Women who had ever smoked had a significantly decreased risk of acoustic neuroma compared with never smokers (adjusted RR=0.69, 95% CI=0.51–0.95, P=0.02). As shown in Table 2, risk was significantly lower in current smokers (RR compared with never smokers=0.41, 95% CI=0.24–0.70, P=0.001) than in past smokers (RR compared with never smokers=0.87, 95% CI=0.62–1.22, P=0.4): P for heterogeneity=0.006. Although the reduction in risk in current smokers seemed to be greater with increasing numbers of cigarettes smoked (RRs=0.53 vs 0.27 in women who smoked <15 and 15+ cigarettes per day, respectively), this difference was not statistically significant (P for heterogeneity=0.2). Smoking was not associated with incidence of pituitary tumours (RR for ever vs never smokers=0.99, 95% CI=0.73–1.35, P=0.95; for current vs never smokers, 0.91, 95% CI=0.60–1.40, P=0.7). No material effect on the RRs was seen with either individual or simultaneous (Table 2) adjustment for the 10 potential confounding factors considered.

Table 2

Relative risks (RRs) and 95% confidence intervals (CIs) for incident acoustic neuroma and pituitary tumour in relation to smoking status in the Million Women Study cohort

	Acoustic neuroma			Pituitary tumours
Smoking status	n cases	RRa (95%CI)	RRb (95% CI)	n cases	RRa (95%CI)	RRb (95% CI)
Never smoker	109	1.00	1.00	91	1.00	1.00
Past smoker	52	0.87 (0.62–1.21)	0.87 (0.62–1.22)	52	1.04 (0.74–1.47)	1.04 (0.74–1.47)
Current smoker	16	0.38 (0.22–0.64)	0.41 (0.24–0.70)	31	0.88 (0.59–1.33)	0.91 (0.60–1.40)
Current <15 cigarettes/day	11	0.50 (0.27–0.93)	0.53 (0.28–1.00)	21	1.14 (0.71–1.84)	1.19 (0.73–1.94)
Current 15+ cigarettes/day	5	0.25 (0.10–0.61)	0.27 (0.11–0.66)	10	0.60 (0.31–1.15)	0.60 (0.31–1.18)

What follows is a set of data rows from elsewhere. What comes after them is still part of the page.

PR #2826, opened 2021-08-10
socket: use libc::hstrerror

deantvv:
Follow up for #2798


vm/src/stdlib/socket.rs
```diff
@@ -1713,8 +1712,8 @@ fn convert_socket_error(
                     std::str::from_utf8(s.to_bytes()).unwrap()
                 }
                 SocketError::HError => {
-                    // TODO: wait for libc hstrerror to land (https://github.com/rust-lang/libc/pull/2323)
-                    "host not found"
+                    let s = unsafe { ffi::CStr::from_ptr(libc::hstrerror(err.error_num())) };
+                    std::str::from_utf8(s.to_bytes()).unwrap()
```
youknowone, line 1716:
```suggestion
                    s.to_str().unwrap()
```
if `to_str` doesn't have a problem here

deantvv: Fix as suggested! Thanks!

youknowone (approved):

PR #2828, opened 2021-08-10
Add __floor__ and __ceil__ to float w/ tests

Tetramad:
Originally pull requested by @fanninpm [#2456]

### DIFF
--- a/vm/src/builtins/float.rs
+++ b/vm/src/builtins/float.rs
@@ -390,6 +390,11 @@ impl PyFloat {
     }
 
     #[pymethod(magic)]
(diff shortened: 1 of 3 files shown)


vm/src/builtins/float.rs
```diff
@@ -389,6 +389,16 @@ impl PyFloat {
         try_bigint(self.value, vm)
     }
 
+    #[pymethod(name = "__floor__")]
```
DimitrisJim, line 392: you can replace these with `pymethod(magic)` and the name is handled automatically. I.e:

```suggestion
    #[pymethod(magic)]
```

DimitrisJim (changes requested):

PR #2830, opened 2021-08-10
Add __alloc__ to bytearray and fix its __init__ issues.

DimitrisJim:
- `__alloc__` differs from CPython's `bytearray.__alloc__` due to the difference in the underlying storage used.
 - `__init__` now controls actual initialization instead of `__new__`. `__new__` now also accepts `*args, **kwargs` as required.

### DIFF
--- a/vm/src/bytesinner.rs
+++ b/vm/src/bytesinner.rs
@@ -294,6 +294,11 @@ impl PyBytesInner {
     }
 
     #[inline]
+    pub fn capacity(&self) -> usize {
+        self.elements.capacity()
+    }
+
+    #[inline]
     pub fn is_empty(&self) -> bool {
         self.elements.is_empty()
     }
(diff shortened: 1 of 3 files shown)


vm/src/bytesinner.rs
```diff
@@ -120,12 +120,8 @@ impl ByteInnerNewOptions {
         PyBytes::from(inner).into_ref_with_type(vm, cls)
     }
 
-    pub fn get_bytearray(
-        mut self,
-        cls: PyTypeRef,
-        vm: &VirtualMachine,
-    ) -> PyResult<PyByteArrayRef> {
-        let inner = if let OptionalArg::Present(source) = self.source.take() {
+    pub fn get_bytearray_inner(mut self, vm: &VirtualMachine) -> PyResult<PyBytesInner> {
```
youknowone, line 123: :+1:

DimitrisJim: There's quite an overlap between it and `get_bytes` but trying to refactor things seemed out of scope for now (plus, not sure how much better the end result would be).

youknowone (approved):

PR #2831, opened 2021-08-10
bump up reference CPython to 3.9

youknowone:
This PR is not intended to be merged.
Just to check the CI result - at least at the moment.

related issue for disabled test: #3212


DimitrisJim:
Since #2417 was merged I see no reason why the CI shouldn't be bumped to 3.9 too.

youknowone:
probably because python 3.9 was not stable yet at that time

PR #2841, opened 2021-08-10
Fixes that `id()` of `tuple` was changing on `* 1`

### LINKED ISSUE #2840: `id(a) != id(a * 1)` for `tuple`, str and bytes
## Feature

CPython:

```python
>>> a = (1, 2)
>>> id(a), id(a * 1)
(4379030656, 4379030656)
```

RustPython:

```
>>>>> a = (1, 2)
>>>>> id(a), id(a * 1)
(140352989490368, 140352989503168)
```

This is also covered by `seq_tests.test_repeat` which is now marked as `unittest.expectedFailure`.

sobolevn:
Refs #2840

Reference: https://github.com/python/cpython/blob/c0ab59f7de1906feee21c057ad433fad924d1e38/Objects/tupleobject.c#L560-L567

### DIFF
--- a/vm/src/builtins/tuple.rs
+++ b/vm/src/builtins/tuple.rs
@@ -172,7 +172,7 @@ impl PyTuple {
     fn mul(zelf: PyRef<Self>, counter: isize, vm: &VirtualMachine) -> PyRef<Self> {
         if zelf.elements.is_empty() || counter == 0 {
             vm.ctx.empty_tuple.clone()
-        } else if counter == 1 && zelf.clone_class().is(PyTuple::class(vm)) {
+        } else if counter == 1 && zelf.class().is(&vm.ctx.types.tuple_type) {
             // Special case: when some `tuple` is multiplied by `1`,
             // nothing really happens, we need to return an object itself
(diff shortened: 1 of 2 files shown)


vm/src/builtins/tuple.rs
```diff
@@ -169,11 +169,17 @@ impl PyTuple {
 
     #[pymethod(name = "__mul__")]
     #[pymethod(name = "__rmul__")]
-    fn mul(&self, counter: isize, vm: &VirtualMachine) -> PyRef<Self> {
-        if self.elements.is_empty() || counter == 0 {
+    fn mul(zelf: PyRef<Self>, counter: isize, vm: &VirtualMachine) -> PyRef<Self> {
+        if zelf.elements.is_empty() || counter == 0 {
             vm.ctx.empty_tuple.clone()
+        } else if counter == 1 && zelf.clone_class().is(PyTuple::class(vm)) {
```
DimitrisJim, line 175: No need to clone here:

```suggestion
        } else if counter == 1 && zelf.class().is(&vm.ctx.types.tuple_type) {
```

PR #2843, opened 2021-08-11
add deque __iadd__ method

### LINKED ISSUE #2838: `collections.deque` doesn't have `__iadd__` method.
## Feature

CPython:

```python
>>> d = deque()
>>> d += deque(range(3))
deque([0, 1, 2])
```

RustPython:

```python
>>>>> d = deque()
>>>>> d += deque(range(3))
TypeError: '+=' not supported between instances of 'deque' and 'deque'
```

eldpswp99:
resolve #2838 

add `deque.__iadd__` method

### DIFF
--- a/vm/src/stdlib/collections.rs
+++ b/vm/src/stdlib/collections.rs
@@ -8,7 +8,7 @@ mod _collections {
     use crate::slots::{Comparable, Hashable, Iterable, PyComparisonOp, PyIter, Unhashable};
     use crate::vm::ReprGuard;
     use crate::VirtualMachine;
-    use crate::{sequence, sliceable};
+    use crate::{sequence, sliceable, IdProtocol, TryFromObject};
     use crate::{PyComparisonValue, PyIterable, PyObjectRef, PyRef, PyResult, PyValue, StaticType};
     use itertools::Itertools;
     use std::collections::VecDeque;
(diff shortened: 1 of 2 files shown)


vm/src/stdlib/collections.rs
```diff
@@ -321,6 +322,23 @@ mod _collections {
...
         }
+
+        #[pymethod(magic)]
+        fn iadd(
+            zelf: PyRef<Self>,
+            other: PyObjectRef,
+            vm: &VirtualMachine,
+        ) -> PyResult<PyRef<Self>> {
+            let other: PyObjectRef = if zelf.is(&other) {
+                vm.new_pyobj(zelf.copy())
```
youknowone, line 333: by calling here `new_pyobj` and calling `try_from_object` later, this is making unnessessary `PyObjectRef`.

youknowone (changes requested):

eldpswp99:
the unccessary pyObject was created due to extend bug regard to recursive call , i'll fix extend method first and fix this later

youknowone (approved):
Ok, It looks more like `extend` problem not `__iadd__` one. I will merge this PR for now. We can fix it when `extend` is fixed later.

Thank you for contributing!

PR #2844, opened 2021-08-11
Adds `__rmul__` to `collections.deque`

### LINKED ISSUE #2834: `collections.deque` does not have `__rmul__` method
## Feature

CPython:

```python
>>> deque((1, 2)).__rmul__(2)
deque([1, 2, 1, 2])
```

RustPython:

```python
>>>>> deque((1, 2)).__rmul__(2)
AttributeError: 'deque' object has no attribute '__rmul__'
```

sobolevn:
Closes #2834

Note: at the moment almost all collections are missing `MemoryError` corner case, like here: https://github.com/python/cpython/blob/d1ae57027fc39ff60dcfc1b63881400e5ca3ce56/Modules/_collectionsmodule.c#L709-L711

I guess that this is out of scope of this task, related:
- https://github.com/RustPython/RustPython/issues/1750
- https://github.com/RustPython/RustPython/pull/1779

I think that some tests in `test_deque` might hang because of that.

### DIFF
--- a/vm/src/stdlib/collections.rs
+++ b/vm/src/stdlib/collections.rs
@@ -307,10 +307,10 @@ mod _collections {
         fn mul(&self, n: isize) -> Self {
             let deque: SimpleSeqDeque = self.borrow_deque().into();
             let mul = sequence::seq_mul(&deque, n);
-            let skipped = if let Some(maxlen) = self.maxlen.load() {
-                mul.len() - maxlen
-            } else {
-                0
+            let mul_len = mul.len();
+            let skipped = match self.maxlen.load() {
+                Some(maxlen) if mul_len > maxlen => mul_len - maxlen,
+                _ => 0,
             };
             let deque = mul.skip(skipped).cloned().collect();
             PyDeque {
--- a/vm/src/stdlib/collections.rs
+++ b/vm/src/stdlib/collections.rs
@@ -303,6 +303,7 @@ mod _collections {
         }
 
         #[pymethod(magic)]
+        #[pymethod(name = "__rmul__")]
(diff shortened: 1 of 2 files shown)


sobolevn:
Local test produces a very strange result:

```
» target/debug/rustpython 
>>>>> d = deque('abc', maxlen=5)
>>>>> d * 1 == deque('abc')
thread 'main' panicked at 'attempt to subtract with overflow', vm/src/stdlib/collections.rs:310:17
```

youknowone:
`d.len()` is `3`, `maxlen` is `5`. so `3-5` is overflowed.

DimitrisJim:
> I think that some tests in test_deque might hang because of that.

That's deadlocking, unfortunately. I've idly been trying to find a good way to tackle it. It is for another time, though.

vm/src/stdlib/collections.rs
```diff
@@ -303,13 +303,14 @@ mod _collections {
...
             let deque: SimpleSeqDeque = self.borrow_deque().into();
             let mul = sequence::seq_mul(&deque, n);
-            let skipped = if let Some(maxlen) = self.maxlen.load() {
-                mul.len() - maxlen
-            } else {
-                0
+            let mul_len = mul.len();
+            let skipped = match self.maxlen.load() {
+                Some(maxlen) if mul_len > maxlen => mul_len - maxlen,
+                _ => 0,
```
youknowone, line 313:
```rust
self.maxlen.load().and_then(|maxlen| mul_len.wrapping_sub(max_len)).unwrap_or(0)
```

DimitrisJim (approved):

PR #2845, opened 2021-08-11
vscode lldb configuration template

youknowone:
vscode's auto-generated lldb doesn't catch the exception.

I edited it a bit using `preLaunchTask`
this template will be helpful for people who want to use debugger

### DIFF
--- a/.vscode/launch.json
+++ b/.vscode/launch.json
@@ -1,0 +1,283 @@
+{
+    // Use IntelliSense to learn about possible attributes.
+    // Hover to view descriptions of existing attributes.
+    // For more information, visit: https://go.microsoft.com/fwlink/?linkid=830387
+    "version": "0.2.0",
+    "configurations": [
+        {
+            "type": "lldb",
+            "request": "launch",
+            "name": "Debug executable 'rustpython'",
+            "preLaunchTask": "Build RustPython Debug",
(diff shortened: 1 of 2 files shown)


youknowone:
@coolreader18 @DimitrisJim any cons to adding these files?

DimitrisJim:
I can see how these would be helpful to new contributors who want to set up VSCode for learning RustPython. 

I'm not sure if these are better suited for inclusion in the codebase or if it would be better to create a Wiki/doc page on "How to set up VSCode for debugging RustPython."

youknowone:
If we don't have any cons about it, i think encouraging everybody to read docs and copy & paste configurations from it whenever they set a new environment (github is promoting codespaces) is not very productive way.

DimitrisJim:
I honestly haven't heard of codespaces :smile: If github supports using a repo as a vscode project then it sounds way cooler now.

youknowone:
image

youknowone:
I think we still need documents even with the patch. i will write one with this patch. let's go for it now. let me know if it will have any problem.

DimitrisJim:
@youknowone I'm actually looking forward to trying codespaces, so this pr looks like an excellent choice.

youknowone:

PR #2846, opened 2021-08-11
Fixed unwrapping in frame.rs

### LINKED ISSUE #2799: panic occurs when a key in the dictionary is unhashable.

Arnab1181412:
closes #2799

### DIFF
--- a/vm/src/frame.rs
+++ b/vm/src/frame.rs
@@ -1306,7 +1306,7 @@ impl ExecutingFrame<'_> {
                             return Err(vm.new_type_error(msg));
                         }
                     }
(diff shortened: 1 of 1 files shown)


DimitrisJim (approved):

DimitrisJim:
Thanks!

PR #2849, opened 2021-08-11
Refactor Buffer Protocol (mostly namings)

youknowone:
- tp_buffer -> tp_as_buffer by following CPython name
- Buffer -> PyBuffer
- try_buffer_from_object -> PyBufferRef::try_from_object
- sorted type slots


DimitrisJim (approved):
Haven't really had a change to look very much into the type slots but from what I can understand it looks good to me.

RRs stratified by region and by age at recruitment, with attained age as the underlying time variable.

RRs stratified by region and by age at recruitment, and adjusted for socio-economic status, alcohol intake, height, body mass index, strenuous exercise, parity, age at first birth, menopausal status and use of oral contraceptives or hormone therapy for the menopause, with attained age as the underlying time variable.

Discussion

In this large prospective study, incidence of acoustic neuroma was significantly and substantially decreased in current smokers. Incidence of pituitary tumours was not significantly associated with smoking. Our findings are consistent with the results from the only relevant earlier epidemiological study, a case–control study including 563 acoustic neuromas (RR for current vs never smokers=0.5; Schoemaker ) and 299 pituitary tumours (RR for ever vs never smokers=1.2; Schoemaker and Swerdlow, 2009).

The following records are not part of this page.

PR #2851, opened 2021-08-11
Fix os sendfile

deantvv:
For #1175

### DIFF
--- a/vm/src/stdlib/os.rs
+++ b/vm/src/stdlib/os.rs
@@ -517,34 +517,68 @@ mod _os {
         fd.map(|fd| fd.0).map_err(|e| e.into_pyexception(vm))
     }
 
+    #[cfg(any(target_os = "linux", target_os = "macos"))]
+    #[derive(FromArgs)]
+    struct SendFileArgs {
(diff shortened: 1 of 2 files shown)


vm/src/stdlib/os.rs
```diff
@@ -517,34 +517,79 @@ mod _os {
...
+        let headers = _extract_vec_bytes(args.headers, vm)?;
+        let count = headers
+            .as_ref()
+            .map(|v| {
+                let mut header_sz = 0;
+                for slice in v {
+                    header_sz += slice.len();
+                }
+                header_sz
+            })
```
youknowone, line 590:
```suggestion
            .map(|v| v.iter().map(|s| s.len()).sum())
```

youknowone (changes requested):

vm/src/stdlib/os.rs
deantvv: @youknowone When I was writing this code, I thought there should be a better way but I just can't figure it out. Thank you for sharing that!

coolreader18 (approved):

PR #3833, opened 2022-07-01
support cancel previous CI workflow

GoGim1:
Cancel previous workflows if they are the same workflow on the same ref (branch/tags)
with the same event (push/pull_request) even if they are in progress.
So that we don't waste time to verify a previous commit - what we're interested in is the latest view.


youknowone (approved):
Great, thank you!

PR #3838, opened 2022-07-03
Implement Number protocol for PyComplex

fanninpm:
Implementation based on #3507.

### DIFF
--- a/vm/src/builtins/complex.rs
+++ b/vm/src/builtins/complex.rs
@@ -429,8 +429,6 @@ impl AsNumber for PyComplex {
         multiply: Some(|number, other, vm| {
             Self::number_complex_op(number, other, |a, b| a * b, vm)
         }),
-        remainder: None,
-        divmod: None,
         power: Some(|number, other, vm| Self::number_general_op(number, other, inner_pow, vm)),
         negative: Some(|number, vm| {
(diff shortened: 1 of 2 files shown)


vm/src/builtins/complex.rs
```diff
@@ -419,6 +420,98 @@ impl Hashable for PyComplex {
...
+        inplace_remainder: None,
+        inplace_divmod: None,
+        inplace_power: None,
+        inplace_lshift: None,
+        inplace_rshift: None,
+        inplace_and: None,
+        inplace_xor: None,
+        inplace_or: None,
+        floor_divide: None,
+        true_divide: Some(|number, other, vm| {
```
qingshi163, line 465: all of the function witch is None could be replaced by
```
..PyNumberMethods::NOT_IMPLEMENTED
```
at the end of the block

qingshi163 (changes requested):
Looks great for the implement

Snowapril:
I think Implementing missing `PySequenceMethods`, `PyMappingMethods`, `PyNumberMethods` for some types can be good first issue for first-comer. How do you think?

youknowone (approved):

qingshi163 (approved):
Great!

Strengths of this investigation include the prospective study design, large study size and complete and non-differential follow-up for cancer incidence. Despite the large sample size, the numbers of cases were still relatively small and the study had limited power to investigate smoking by amount or duration.

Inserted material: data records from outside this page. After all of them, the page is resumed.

PR #3845, opened 2022-07-08
Fix `str.join` (#3841)

### LINKED ISSUE #3841: `str.join` should not return new object if given argument is `iterable` with only one exact `str` type.
### CPython3.10
```python
>>> a1 = "abc"
>>> a2 = "test".join([a1])
>>> a1 is a2
True
```

### RustPython
```python
>>>>> a1 = "abc"
>>>>> a2 = "test".join([a1])
>>>>> a1 is a2
False
```

If the given `iterable` argument has only one item and its type is the exact `str` type, then `str.join` should return that one right away.

### Reference
https://github.com/python/cpython/blob/3.10/Objects/unicodeobject.c#L10383-L10577

jopemachine:
Fix #3841.

### DIFF
--- a/vm/src/builtins/str.rs
+++ b/vm/src/builtins/str.rs
@@ -928,9 +928,13 @@ impl PyStr {
     }
 
     #[pymethod]
-    fn join(&self, iterable: ArgIterable<PyStrRef>, vm: &VirtualMachine) -> PyResult<String> {
-        let iter = iterable.iter(vm)?;
-        self.as_str().py_join(iter)
+    fn join(&self, iterable: ArgIterable<PyStrRef>, vm: &VirtualMachine) -> PyResult<PyStrRef> {
+        let mut iter = iterable.iter(vm)?;
+
+        match iter.size_hint().0 {
+          1 => Ok(iter.next().unwrap().unwrap()),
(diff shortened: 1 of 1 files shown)


vm/src/builtins/str.rs
```diff
@@ -928,9 +928,13 @@ impl PyStr {
     }
 
     #[pymethod]
-    fn join(&self, iterable: ArgIterable<PyStrRef>, vm: &VirtualMachine) -> PyResult<String> {
-        let iter = iterable.iter(vm)?;
-        self.as_str().py_join(iter)
+    fn join(&self, iterable: ArgIterable<PyStrRef>, vm: &VirtualMachine) -> PyResult<PyStrRef> {
+        let mut iter = iterable.iter(vm)?;
+
+        match iter.size_hint().0 {
```
youknowone, line 934: `size_hint` is not a length itself. I think retrieving all items to a `Vec` and checking the size is the correct way.

youknowone (changes requested):

Snowapril:
You can implement this by using **Sequence Protocol**. With use of `length` for getting length, `extract` for getting items could be way. Please refer on `vm/src/protocol/sequence.rs`

youknowone (approved):
thank you for contributing!

PR #3855, opened 2022-07-10
Update traceback

youknowone:


youknowone:
dependency of #3862

fanninpm (approved):

fanninpm:
I think we should wait for CI to finish before merging.

___

On a tangential note, do you want to add [Bors](https://github.com/bors-ng/bors-ng) to this repository?

youknowone:
huh... the result of running `cargo run Lib/test/test_traceback.py` and `cargo run -- -m test test_traceback` are different.

fanninpm:
> huh... the result of running `cargo run Lib/test/test_traceback.py` and `cargo run -- -m test test_traceback` are different.

Hence why I made #3807.

youknowone:
I though both of running should pass. Does former one also fail in CPython?

PR #3863, opened 2022-07-10
Add modulefinder from CPython v3.10.5

youknowone:


youknowone:
not worth to keep open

No clear association has been found between smoking and incidence of other tumours of the CNS, including glioma or meningioma, either in this cohort (Benson ) or in other studies (Mandelzweig ). Possible mechanisms for an association between smoking and risk of acoustic neuroma include, as well as direct effects of tobacco carcinogens, the effects of cigarette smoking on hormonal status (Kapoor and Jones, 2005); female sex hormones may have a function in development of some central nervous system tumours, including acoustic neuroma (Benson ). A reduced risk of acoustic neuromas among smokers, if confirmed, would have minimal implications for public health: acoustic neuromas are much rarer than the cancers that are increased among smokers.